Thanks Miha for your answers, they were really helpful, I have a different question now. You said that "Wireshark can not calculate this end-to-end delay since the only information is has are the timestamps of the packets as they were captured",
I´ve read that in the RTP Header in bytes 5 to 8 there is the timestamp which "reflects the sampling instant of the first octet in the RTP data packet. The sampling instant must be derived from a clock that increments monotonically and linearly in time to allow synchronization and jitter calculations", so I don´t have clear why there is no way to calculate the end-to-end Delay, the timestamp you refered to is the same I´m talking about? or we can access manually the time of creation of tha package and wireshark has the time of capture?. Sorry for my confusion.. maybe the answer is very simple.. but I don´t see it..

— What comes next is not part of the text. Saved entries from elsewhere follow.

PR #17970, opened 2026-03-14
Mui to Sistent Icons

Bhumikagarggg:
**Notes for Reviewers**
These icons are already available in the Sistent icon library, so I replaced the existing MUI icons with the corresponding Sistent icons.

- This PR fixes #

### DIFF
--- a/ui/next.config.js
+++ b/ui/next.config.js
@@ -27,6 +27,7 @@ const nextConfig = {
     '@uiw/react-markdown-preview',
     '@uiw/react-codemirror',
     'billboard.js',
+    '@sistent/sistent',
   ],
 
   // SWC Compiler Configuration (SWC is the default in Next.js 15)


ui/components/configuratorComponents/MeshModel/index.tsx
```diff
@@ -1,20 +1,21 @@
 import {
+  ArrowBack,
   Avatar,
   AvatarGroup,
   CircularProgress,
+  Delete,
```
YASHMAHAKAL, line 6: Should it be `DeleteIcon` ? 
The CI is failing because several files import icons without the Icon suffix that Sistent requires .  Delete, Add, Edit should be  DeleteIcon, AddIcon, EditIcon causing the Next.js build to silently produce an empty artifact.

Bhumikagarggg: But in Sistent repo `DeleteIcon`, `AddIcon`, `EditIcon`  is export as `Delete`, `Add`, `Edit`
You can verify from this https://github.com/layer5io/sistent/blob/master/src/icons/index.ts

YASHMAHAKAL: file you've shared actually points to a folder './', for example - export * from './Delete'; and inside ./Delete directory we have - export { default as DeleteIcon } from './DeleteIcon';

PR #18048, opened 2026-03-18
[Server] Prevent nil preference panic during session sync

fitzergerald:
## Summary

This fixes a panic in the session sync path by making preference loading consistently return a usable default preference and by hardening the middleware fallback.

## Why this panic happens

`SessionSyncHandler` assumes `prefObj` is non-nil and writes to `prefObj.MeshAdapters`.

That assumption could be broken earlier in the request path:

- `SessionInjectorMiddleware` loads preferences through `provider.ReadFromPersister(user.UserId)`.
- The DB-backed `SessionPreferencePersister` did **not** behave like the in-memory `MapPreferencePersister` when no preference row existed.
- On top of that, it unmarshaled stored preference JSON into `&data` (`**Preference`) instead of `data` (`*Preference`).

That combination created two ways for a nil preference to leak through:

1. A user with no persisted preference row would not reliably get the default preference object that other code paths expect.
2. A stored JSON `null` value could silently turn the preference pointer itself into `nil` during unmarshal.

My problem is that for part of my thesis (to graduate of Electronical Engineering) I have to mesure the Quality of Service parameters of VoIP, and then when there is bad QoS activate some alarms and so on... So I need to be able to calculate or manipulate the "delay, jitter and packet loss" of a call (it can be a summary or an average). Do you have an idea how can I solve this problem of getting the Delay information?

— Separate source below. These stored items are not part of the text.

PR #1179, opened 2019-07-02
DROOLS-4285: Slow build due to inefficient EnumServiceImpl.doValidation() call

manstis:
See https://issues.jboss.org/browse/DROOLS-4285

The change uses an existing cache for the `ClassLoader` as opposed to retrieving it from `KieModuleMetaData` everytime it's needed. Existing CDI based tests - on `7.23.x` - continue to pass (i.e. the tests actually run the code as opposed to mocking it to death). Obviously this won't build or run on `master` until the `ip-bom` stuff is resolved.


manstis:
Jenkins please retest this.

Thanks so much for your time,
Regards,
Andreina
On 9/5/06, Miha Jemec <m.jemec@xxxxxxxxxxx> wrote:
> In Wireshark the Max Delta represents the DELAY?, are these concepts
all right?
No, what you mean with DELAY is end-to-end delay which should be under
150ms to have good quality. Wireshark can not calculate this end-to-end
delay since the only information is has are the timestamps of the
packets as they were captured. Max Delta just represents the maximum gap
between two consecutive packets. In case of g.711 codec and 20ms
packetization this would mean, that packets should come in gap of 20ms
and in the ideal case, without any jitter, also the Max Delta would be
20ms. But because of the jitter one packet will come later and the Max
delta will increase.
Regarding the Max and Mean jitter be aware that jitter calculations
follows the specification of RFC1889 saying:
"The interarrival jitter is calculated continuously as each data
packet i is received from source SSRC_n, using this difference D for
that packet and the previous packet i-1 in order of arrival (not
necessarily in sequence), according to the formula
J=J+(|D(i-1,i)|-J)/16
"
in other words, what you see in the table for jitter are not absolute
values of last two packets. Max jitter is the highest jitter which appeared.
This is how the first implementation of this function in ethereal
worked. I didn't look in the code, but I think it is still more or less
the same (otherwise someone will hopefully correct me).